Some questions about the experiments.

ShadeAlsha / LTR-weight-balancing

CVPR 2022 - official implementation for "Long-Tailed Recognition via Weight Balancing" https://arxiv.org/abs/2203.14197

MIT License

118 stars 10 forks source link

Some questions about the experiments. #3

Open Z-ZHHH opened 2 years ago

Z-ZHHH commented 2 years ago

In the code, you use the ResNet34 model for CIFAR100-LT, but in the paper, you use the ResNet32 model.

dataset	Stage	loss	base lr	schedular	batch	epoch	WD	model	result_all
CIFAR100-100	stage1	CE	0.01	Coslr	64	320	0.005	ResNet32	40.1
CIFAR100-100	stage1	CE	0.01	Coslr	64	320	0.005	ResNet34	47.3

I use these settings to train the model and get a bad result (7% lower than the open source experiment in CoLab), could you please point out my problem？

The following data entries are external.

PR #190, opened 2017-12-14
Retry requests when possible

TwP:
The goal of this PR is to add automated retries for failed requests. A new attribute `max_retries` is added to the client. This determines the maximum number of retry attempts that will be made by the client; it can be overridden on a per-request basis.

Only `GET` and `HEAD` requests can be retried. My thought here is that `PUT`, `POST`, and `DELETE` requests might actually succeed on the Elasticsearch cluster, but the request itself might timeout. In this case the desired modification was made so we do not want to retry the request.

Only a handful of exceptions can be retried. See:

https://github.com/github/elastomer-client/blob/master/lib/elastomer/client/errors.rb#L91-L95

### DIFF
--- a/lib/elastomer/client.rb
+++ b/lib/elastomer/client.rb
@@ -30,9 +30,10 @@ module Elastomer
     #   :opaque_id    - set to `true` to use the 'X-Opaque-Id' request header
     #   :max_request_size - the maximum allowed request size in bytes (defaults to 250 MB)
     #   :max_retries      - the maximum number of request retires (defaults to 0)
+    #   :retry_delay      - delay in seconds between retries (defaults to 0.075)
     #
     def initialize(host: "localhost", port: 9200, url: nil,
-                   max_retries: 0, read_timeout: 5, open_timeout: 2,
+                   read_timeout: 5, open_timeout: 2, max_retries: 0, retry_delay: 0.075,
                    opaque_id: false, adapter: Faraday.default_adapter, max_request_size: MAX_REQUEST_SIZE)
 
       @url = url || "http://#{host}:#{port}"
@@ -41,16 +42,18 @@ module Elastomer
       @host = uri.host
       @port = uri.port
 
-      @max_retries      = max_retries
       @read_timeout     = read_timeout
       @open_timeout     = open_timeout
+      @max_retries      = max_retries
+      @retry_delay      = retry_delay
       @adapter          = adapter
       @opaque_id        = opaque_id
       @max_request_size = max_request_size
     end
 
     attr_reader :host, :port, :url
-    attr_reader :max_retries, :read_timeout, :open_timeout, :max_request_size
+    attr_reader :read_timeout, :open_timeout
+    attr_reader :max_retries, :retry_delay, :max_request_size
 
     # Returns a duplicate of this Client connection configured in the exact same
     # fashion.
@@ -232,7 +235,7 @@ module Elastomer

Could you provide more details about the experiment on how to choose the proper weight decay value for long-tailed recognition? It would help a lot.
I experiment several methods including MisLAS, BAMLS. I find that 5e-4 is good enough and tuning weight decay improves the performance slightly. Maybe the tuning of weight decay is not the core point of imbalanced learning?

ShadeAlsha commented 2 years ago

It is hard to see the difference without seeing your implementation. But can you run my notebook to see if it reproduces results. One notable difference is that my code uses ResNet34 while you used ResNet32. I apologize for the inconsistent writing and code.
We use Bayesian Optimization to search for the weight decay, as explained in Section 3.3. You might find this implementation useful.
While WD tuning atop of MisLAS/BAMLS does not improve much, it seems to suggest the latter methods regularize training in a similar way to WD. Therefore, it is hard to say if WD is (not) the core point of imbalanced learning.

rahulvigneswaran commented 2 years ago

Also, the number of epochs is given as 200 in the paper while you have used 320 in the implementation. Can you confirm which is the correct one to replicate the results?

ShadeAlsha commented 2 years ago

Yes, we used 200 epochs only for the first stage of training to produce the results in the paper.

Z-ZHHH commented 2 years ago

I train ResNet34 with the identical setting, the result is identical to the CoLab experiment. The weight decay 0.005 is not the optimal value for ResNet32 (ResNet32 feature dim=64 while ResNet34 feature dim=512).	dataset	Stage	loss	base lr	schedular	batch	epoch	WD	model	result_all
CIFAR100-100	stage1	CE	0.01	Coslr	64	320	0.005	ResNet34	47.28

The work is really great. It would be better and easy to compare with other long-tailed methods if the CoLab experiment is trained with the ResNet32 model.

By the way, what is the proper weight decay value for ResNet32 on CIFAR100-100 dataset in your experiment? In the Fig.4 of the paper, I think the experiment is training with ResNet32 and it seems that 0.005 is the proper weight decay value for ResNet32 on CIFAR100-100 dataset.